On November 18th 2020, Pere-Andreu Ubach has successfully defended his PhD Thesis entitled: "BEST: Bézier-Enhanced Shell Triangle. A new rotation-free thin shell finite element". The thesis has been developed in the framework of the PhD Programme in Structural Analysis of the Technical University of Catalonia (UPC · Barcelona Tech). The thesis supervisors have been the UPC professors Eugenio Oñate and Julio García-Espinosa. Due to the COVID-19 restrictions, the thesis defense took place in the online mode. The thesis obtained a qualification of Excellent.
The PhD Exam Committee was formed by Professors Riccardo Rossi of UPC · Barcelona Tech (Chair), Roland Wüchner (Braunschweig University, Germany) and Carlos Lázaro (Technical University of Valencia, Spain).
Pere-Andreu Ubach has been working as a research engineer at CIMNE during his PhD studies. During this period he has been responsible for the development of several research projects, as well as for the supervision of the construction of two CIMNE buildings at UPC.

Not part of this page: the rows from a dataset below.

PR #1292, opened 2021-02-12
fix(plugin-koa) add request body if present

### LINKED ISSUE #1183: plugin-koa: body not showing up in request tab
Same as https://github.com/bugsnag/bugsnag-js/issues/620 but for plugin-koa

Looks like what was fixed in https://github.com/bugsnag/bugsnag-js/pull/872 still exists in plugin-koa

https://github.com/bugsnag/bugsnag-js/blob/55443da3eeed541adb585cc33d78e738e3d8aef9/packages/plugin-koa/src/koa.js#L24-L28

From left to right: Pere Andreu Ubach, Riccardo Rossi and Eugenio Oñate. The image projected shows Professors Julio García-Espinosa, Carlos Lázaro and Roland Wuchner during the on-line presentation.
A new thin shell finite element is presented. This new element has not rotational degrees of freedom. Instead, in order to overcome the C1 continuity requirement across elements, the author resorts to enhance the geometric description of the flat triangles of a mesh made out of linear triangles, by means of Bernstein polynomials and triangular Bernstein-Bézier patches.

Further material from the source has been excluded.